- Country: Ethiopia
- Region: Oromia
- Zone: East Hararghe
- Time zone: UTC+3 (EAT)

= Dadar (Aanaa) =

One of the Aanaa located in eastern Oromia state of Ethiopia

Deder (Aanaa Dadar) is a Aanaa in Oromia, Ethiopia. It is named after the administrative center, Deder. Part of the East Hararghe Zone, Deder is bordered on the south by Malka Balo, on the west by the West Hararghe Zone, on the north by Goro Gutu, on the east by Meta, and on the southeast by Bedeno. Towns in the district include Kobo, Deder, Soqaa.

== Overview ==
The altitude of this woreda ranges from 1200 to 3140 meters above sea level; Gondela is the highest point. Rivers include the Gelan Sedi. A survey of the land in this woreda (released in 1995) shows that 32.5% is arable or cultivable, 2.6% pasture, 1.7% forest, and the remaining 63.2% is considered degraded, built-up or otherwise unusable. Khat, fruits, and vegetables are important cash crops. Coffee is also an important cash crop; over 50 square kilometers are planted with it.

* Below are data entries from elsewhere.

PR #986, opened 2026-07-23
Added :setScale to MeshShape and ConvexShape

### LINKED ISSUE #985: :setScale for ConvexShape and MeshShape
Seems like it could be supported?  Create a new `ScaledShape` and use `lovrShapeReplace`?

InfernoAmaruq:
Seems to work when I tested it


bjornbytes:
Thanks!

PR #996, opened 2026-08-03
Added Blob:setData and Blob:clear

### LINKED ISSUE #958: Copying Between Blobs
Ignoring `ffi.copy`, there isn't an easy way to copy between `Blob`s.

jamesthomasgriffin:
This adds a new method `Blob:setData(blob, destinationOffset, sourceOffset, size)` that copies data between blobs and a new method `Blob:clear()` which zeroes out the whole blob.

Note that setData just copies a signature from `Buffer:setData` and that rather than memcpy I used memmove.

In issue #958, it's suggested that an analogue of memset would be worth adding.  I agree but the API wasn't as obvious and might deserve its own issue.

Closes #958


src/api/l_data_blob.c
```diff
@@ -92,6 +92,38 @@ static int l_lovrBlobSetU32(lua_State* L) { l_lovrBlobSet(L, uint32_t); }
...
+  size_t maxSourceSize = sourceBlob->size - (size_t) sourceOffset;
+  size_t maxDestSize = blob->size - (size_t) destOffset;
+  size_t maxSize = maxSourceSize < maxDestSize ? maxSourceSize : maxDestSize;
+
+  lua_Integer size = luaL_optinteger(L, 5, maxSize);
+  luax_check(L, size >= 0, "Size can not be negative");
+  luax_check(L, (size_t) size <= maxSourceSize, "Blob:setData source range overflows the size of the Blob");
+  luax_check(L, (size_t) size <= maxDestSize, "Blob:setData destination range overflows the size of the Blob");
+
+  memmove((char*)blob->data + destOffset, (char*)sourceBlob->data + sourceOffset, (size_t) size);
```
bjornbytes, line 116: The `memcpy` vs `memmove` choice is kind of interesting

- "Overlapping copy ranges isn't the common case, so should prefer memcpy"
- "Performance difference is probably negligible, so just use memmove to be safe/general"
- "Detect if copy ranges overlap and use memmove only when needed" or "Detect if source == dest and use memmove in that case" (as long as aliasing isn't an issue)

I can't really make a super strong case for any of these, though.

jamesthomasgriffin: My feeling is that in the common case, memmove will check the bounds then perform a memcpy.  The check overhead will only matter if performed many times on small ranges in which case a) the branch predictor will recover the time and b) the other checks and any Lua function call overhead will outweigh the memmove check. 

I don't think using an unchecked memcpy is wise.  It may work on some builds/systems and not others leading to tricky to find bugs.  If it's up to the caller and they have to check then they are paying in Lua time.

bjornbytes:
Thanks for the PR!

PR #1212, opened 2019-08-03
Problem with rounding negative number to n-th digit after the decimal.

lumosmind:
Math.floor(-123.456) gives us -124 but we want to get -123.


iliakan:
That's ok: floor rounds down.

PR #1215, opened 2019-08-05
paste negation

dagolinuxoid:
Regardless Object.keys and other methods: 
Properties from the prototype are taken into account. -> Properties from the prototype are NOT taken into account.


dagolinuxoid:
It looks like very soon eventually there will be no mistakes in the wonderful resource. ( Until new major updates of course :) )

iliakan:
Thanks a lot!

PR #1216, opened 2019-08-05
Update article.md

dshuran:
The explanation about .`then` returned value is wrong in the article. It has really confused me, so I've searched for the docs and all's become clear. `.then` always returns a promise, it's really important, especially when speaking about typescript. My pull-request isn't the best, so maybe it should be edited some way. 

You can check the docs - https://developer.mozilla.org/en-US/docs/Web/JavaScript/Reference/Global_Objects/Promise/then#Return_value


iliakan:
Improved explanations.

PR #1231, opened 2019-08-09
add example for function working in strict mode

Violet-Bora-Lee:


iliakan:
We didn't study functions yet, so I'm hesitating to provide such code.

Violet-Bora-Lee:
Ah, I see :)
Your opinion makes sense.
The reason I suggested this code is that Someone could code like this to enable strict mode.

```
'use strict';
function strict() { 
}
```

I did actually. lol

PR #1233, opened 2019-08-09
add explanation for function working in strict mode

Violet-Bora-Lee:
I saw your opinion.

The reason I request this is that someone could think like this to enable strict mode.

```
'use strict';
function strict() { 
}
```

I did actually.

I know the term, function body, is not mentioned yet at the moment.

I hope there could be some ways to reduce misunderstanding.


iliakan:
Changed the wording to reflect it.

Violet-Bora-Lee:
Thanks 👍

PR #1267, opened 2019-08-23
Add note about modules enabling strict mode

spacejack:
I was using this book to train a junior programmer about JavaScript (which I think is a great resource by the way!) We no longer need to support IE11 for our projects and are using modules by default, so the chapter on `"use strict"` caused a bit of confusion. There was a brief mention of modules and classes enabling strict mode, but it was at the end of the page and I think it should be made clearer near the beginning of the article.


iliakan:
There's a note about that:
     Several language features, like "classes" and "modules", enable strict mode automatically.

spacejack:
Yes, I did note that. But it's buried at the end of the article. I think if you're using modules it should be more obvious that the stuff about 'use strict' doesn't apply.

iliakan:
In the beginning of the tutorial, the very notion of modules is new. We shouldn’t draw too much attention to that.

 It’s too early. People can see the relevant section about modules

PR #1275, opened 2019-08-27
Update article.md

paroche:
A draft of a proposed notation explanation w/ respect to "str" (as well as "num" and "obj"). It's probably not formatted as well as it might be, but the wording might be good as it is or could provide a starting point for discussion.


iliakan:
Closing this in favor of individual notes in every place.

PR #1313, opened 2019-09-03
Update task.md

paroche:
Was missing some words and was hard to understand. I made my best guess as to what it should say. But it also might be good to be explicit about whether ignored calls are supposed to count toward the delay. That they are, for this task, is made clear in the description of the following task (Throttle decoration), but if one hadn't yet looked at that one, they might not know which way the debounce task is supposed to work (the numbers used in the examples seemed to suggest that maybe ignored attempts did count, but it wasn't enough to clear up the ambiguity) . That's how it was for me, anyway.

### DIFF
--- a/1-js/06-advanced-functions/09-call-apply-decorators/03-debounce/task.md
+++ b/1-js/06-advanced-functions/09-call-apply-decorators/03-debounce/task.md
@@ -6,7 +6,7 @@ importance: 5
 
 The result of `debounce(f, ms)` decorator should be a wrapper that passes the call to `f` at maximum once per `ms` milliseconds.
 
-In other words, when we call a "debounced" function, it guarantees that all other future in the closest `ms` milliseconds will be ignored.
+In other words, when we call a "debounced" function, it guarantees that all future calls to the function made less than `ms` milliseconds after the previous call will be ignored.
 
 For instance:
 


iliakan:
Thank you very much, your changes are usually correct and may no need such a thorough description!

iliakan:
That is: a shorter one would be enough, if it's kind of obvious when you read your changes =)

paroche:
Thanks, but most of it -- everything after the first sentence -- is actually a suggestion for a different change. I could do a PR for that change if you agree with the premise.

iliakan:
Ignored calls are just ignored, they do not affect the delay - seems obvious enough.

paroche:
That's the way I'd THINK it would be supposed to work. But consider the example:

let f = debounce(alert, 1000);

f(1); // runs immediately
f(2); // ignored
setTimeout( () => f(3), 100); // ignored ( only 100 ms passed )
setTimeout( () => f(4), 1100); // runs
setTimeout( () => f(5), 1500); // ignored (less than 1000 ms from the last run)

The "f(4)" attempt is 1000 ms after the last ATTEMPT (even though it was ignored). That 1100 was used rather than 1000 could be seen as implying that that amount of time may have been necessary. Why not have f(4) at 1000? Would remove the ambiguity that at least one person experienced (:-).

Issue #1323, opened 2019-09-08
Prototypal Inheritance: "The value of this" part confusing


muradsofiyev:
https://javascript.info/prototype-inheritance#the-value-of-this
In this part you talk about how this work and in there you say "**That is actually a super-important thing, because we may have a big object with many methods and inherit from it. Then inherited objects can run its methods, and they will modify the state of these objects, not the big one**."
I think this is not good explanation. Your sentence like you say "this value give to us performance optimisation" but this is does not make sense.
In my opinion this sentence must be change or update new one because this sentence can be make confusing.

muradsofiyev:
And before close this issue please discuss about this sentence.

iliakan:
Discussed =)

PR #1324, opened 2019-09-08
My Issue (#1323) can be fix like this.

muradsofiyev:
I think old sentence can be change like this because old sentense can be make confusing and I think old sentence not true absolutely.

### DIFF
--- a/1-js/08-prototypes/01-prototype-inheritance/article.md
+++ b/1-js/08-prototypes/01-prototype-inheritance/article.md
@@ -211,7 +211,7 @@ The answer is simple: `this` is not affected by prototypes at all.
 
 So, the setter call `admin.fullName=` uses `admin` as `this`, not `user`.
 
-That is actually a super-important thing, because we may have a big object with many methods and inherit from it. Then inherited objects can run its methods, and they will modify the state of these objects, not the big one.
+That is actually a super-important thing, because inherited objects can run parent's methods, and they will modify the only state of inherited object not parent's state
 
 For instance, here `animal` represents a "method storage", and `rabbit` makes use of it.
 


muradsofiyev:
https://github.com/javascript-tutorial/en.javascript.info/issues/1323

iliakan:
It looks like you're not a native speaker. Hopefully, a native speaker can read and write back on this.

muradsofiyev:
Yeah I'm not native speaker but current sentence is not meaningful :d

iliakan:
Dear Native Speaker, please take a look at the sentence, what we can improve? ;)

paroche:
I jumped ahead and read that far in the article. What you have isn't bad. I may suggest a possible rephrasing below. I think it's actually a pretty obvious point, anyway (not for everyone, obviously, and I'm usually one of those people) -- that 'this' is defined by the context in which the function is run, in this case the calling objects, and the fact that the function comes from the prototype doesn't matter. This seems to me little different than if it came from the body of the script as in your examples in https://javascript.info/object-methods#this-is-not-bound  (which, as you may recall, I was just rereading yesterday), where also, it is written: "The rule is simple: if obj.f() is called, then this is obj during the call of f". 

Coming back to the actual text:

"That is actually a super-important thing, because we may have a big object with many methods and inherit from it. Then inherited objects can run its methods, and they will modify the state of these objects, not the big one."

I don't think it's bad as it is, but perhaps the second sentence could read, after the comma:
"..., and they will modify their own states, not those of the object that they are inheriting the methods from."
(BTW, don't believe anyone who tells you you can't end a sentence in English with a preposition. I could have had ", not those of the object from which they are inheriting the methods." It was a close call as to which I prefer. Could go either way).

iliakan:
@paroche Could you please suggest a PR how to put that right (or just say that there's no need)?

So we can close this. 

Thank you =)

P.S. I looked up the dictionary about `native speaker`: https://www.merriam-webster.com/dictionary/native%20speaker  Maybe at your area of living people just don't use these words, as they are, well, native speakers? =)

paroche:
It was the capital "N" on "Native" that I was responding to. As in "Native American". I'm in the American Southwest, surrounded by Pueblos (that are reservations. Sovereign nations, in theory, and, to some extent, in practice).

iliakan:
Oh, I see (making a note: "native speakers", never uppercase N") Thanks =)

paroche:
Well, I think I see what you were doing -- whimsically making it a proper name. Just my association, due to my location.

PR #1326, opened 2019-09-10
Update h to H char according ASCII value

HirenTariwala:
I have found that ASCII is not matching with char h so I have a changed.

h = 104
H = 72


iliakan:
Thanks =)

HirenTariwala:
very helpful tutorial (y)

PR #3183, opened 2022-09-09
Update "Import *" section

Hasan-Mir:
Despite of what you said about `import * as <obj>`, if we use `import * as <obj>` when that 3rd-party library uses ES modules, Webpack is still doing tree-shaking and I think the first reason is redundant and can be removed because when that 3rd-party library uses commonJS module system, using `import {item1, item2} from module` will load the whole module and won't be making the build smaller.

https://github.com/webpack/webpack/tree/main/examples/harmony-unused#examplejs


iliakan:
Indeed, thank you! Merged with minor changes.

PR #3189, opened 2022-09-18
MOD: Use strict equality comparison (line 16)

rmarasigan:
if (password == "rockstar") ok() -> if (password === "rockstar") ok()


iliakan:
Is there a practical difference?

rmarasigan:
The "===" uses a strict comparison where it does not do any conversion. It does the same job, the only difference is that the "==" converts it first before performing the comparison.

iliakan:
Closing, as there seems to be no practical difference *in this case*.

PR #3191, opened 2022-09-19
docs: change `let` to `const`

YangFong:


joaquinelio:
mmm...
I didnt test it, but you should... :)

YangFong:
There's no secondary assignment, so it's not a problem.

It looks like I've changed all the `let`, but for `for...i`, I found that can not be modified, and adjusted back.

joaquinelio:
wow
my bad
it works
`for (const i = 1; `
fails, but
`for (const i of k ` 
initializees i on every loop.
spec compliant i guess

still, confusing.

joaquinelio:
wow
my bad, it works
`for ( const i , i < nn `
fails, but 
`for ( const i of kk`  
initializes i every loop.
spec compliant I guess

still, confusing

YangFong:
If you delve into the matter, you really don't know why it's enforceable.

Industry in the woreda includes 25 grain mills and 2 wood-working factories employing 29 people, as well as 381 registered businesses including wholesalers, retailers and service providers. Graphite, marble, copper, iron, lead and nickel deposits are known to exist, but none have been developed. There were 33 Farmers Associations with 36,073 members and 4 Farmers Service Cooperatives with 4078 members. Deder has 84 kilometers of dry-weather, 68 kilometers of asphalt-surfaced and 83 of all-weather road, for an average road density of 507.6 kilometers per 1000 square kilometers. About 16.4% of the urban and 7.4% of the rural population have access to drinking water.

== Demographics ==
The 2007 national census reported a total population for this woreda of 242,140, of whom 123,008 were men and 119,132 were women; 22,207 or 9.17% of its population were urban dwellers. The majority of the inhabitants said they were Muslim, with 93.11% of the population reporting they observed this belief, while 6.47% of the population practised Ethiopian Orthodox Christianity.

Based on figures published by the Central Statistical Agency in 2005, this woreda has an estimated total population of 252,524, of whom 123,801 are men and 128,723 are women; 25,232 or 9.99% of its population are urban dwellers, which is greater than the Zone average of 6.9%. With an estimated area of 545.32 square kilometers, Deder has an estimated population density of 463.1 people per square kilometer, which is greater than the Zone average of 102.6.

The 1994 national census reported a total population for this woreda of 179,541, of whom 91,766 were men and 87,775 women; 14,087 or 7.85% of its population were urban dwellers at the time. The two largest ethnic groups reported in Deder were the Oromo (92.12%), and the Amhara (7.43%); all other ethnic groups made up 0.45% of the population. Oromiffa was spoken as a first language by 92.59%, and 7.04% spoke Amharic; the remaining 0.37% spoke all other primary languages reported. The majority of the inhabitants were Muslim, with 91.86% of the population having reported they practiced that belief, while 7.98% of the population said they professed Ethiopian Orthodox Christianity.